Regulated Membrane Trafficking of the Insulin-Responsive Glucose Transporter 4 in Adipocytes

• Published in: Endocrine reviews Vol. 25; no. 2; pp. 177 - 204
• Main Authors: Watson, Robert T, Kanzaki, Makoto, Pessin, Jeffrey E
• Format: Journal Article
• Language: English
• Published: Bethesda, MD Endocrine Society 01.04.2004; Copyright by The Endocrine Society
• Subjects: Adipocytes - metabolism; Aminopeptidases - metabolism; Animals; Biological and medical sciences; Biological Transport; Cell Membrane - metabolism; Cystinyl Aminopeptidase; Cytoskeleton - physiology; Endocrine pancreas; Endocytosis; Exocytosis; Fundamental and applied biological sciences. Psychology; Glucose Transporter Type 4; Hormones. Régulation; Humans; Insulin - pharmacology; Mice; Mice, Knockout; Monosaccharide Transport Proteins - metabolism; Muscle Proteins - metabolism; Phosphatidylinositol 3-Kinases - metabolism; Protein Kinases - metabolism; Receptor, Insulin - chemistry; Receptor, Insulin - deficiency; Receptor, Insulin - physiology; Signal Transduction; Vertebrates: endocrinology; Adipocyte; Pancreatic hormone; Membrane transport; Review; Glucose; Insulin; Carrier protein
• ISSN: 0163-769X; 1945-7189
• DOI: 10.1210/er.2003-0011

Since the discovery of insulin roughly 80 yr ago, much has been learned about how target cells receive, interpret, and respond to this peptide hormone.
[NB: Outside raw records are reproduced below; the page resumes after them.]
PR #1841, opened 2026-06-29
Fixing list duplication

### LINKED ISSUE #1836: Duplications in listing
### Description

Duplications in output.
```bash
$ datachain ls s3://dc-readme/
fiona.jpg
fleet-cameras/
models/
oxford-pets-micro/
oxford-pets-small/
s3://dc-readme/:
fiona.jpg
fleet-cameras/
models/
oxford-pets-micro/
oxford-pets-small/
```

### Version Info

```Text
0.57.4.dev6+g897a87629.d20260623
Python 3.12.11
```

ilongin:
Fixes #1836.

Before, `datachain ls` and `datachain dataset ls` would list both local and Studio when you were logged in, which caused duplicated output.

Now:
- No flag (default): local only.
- `--studio`: Studio only.
- `--local`: local only.
- `--all`: both, with `Local:` and `Studio:` headers between sections.

Tested locally:

```
$ datachain ls s3://dc-readme/
fiona.jpg
fleet-cameras/
models/
oxford-pets-micro/
oxford-pets-small/
```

For example, we now know that insulin activates the tyrosine kinase activity of its cell surface receptor, thereby triggering intracellular signaling cascades that regulate many cellular processes. With respect to glucose homeostasis, these include the function of insulin to suppress hepatic glucose production and to increase glucose uptake in muscle and adipose tissues, the latter resulting from the translocation of the glucose transporter 4 (GLUT4) to the cell surface membrane. Although simple in broad outline, elucidating the molecular intricacies of these receptor-signaling pathways and membrane-trafficking processes continues to challenge the creative ingenuity of scientists, and many questions remain unresolved, or even perhaps unasked. The identification and functional characterization of specific molecules required for both insulin signaling and GLUT4 vesicle trafficking remain key issues in our pursuit of developing specific therapeutic agents to treat and/or prevent this debilitating disease process. To this end, the combined efforts of numerous research groups employing a range of experimental approaches has led to a clearer molecular picture of how insulin regulates the membrane trafficking of GLUT4.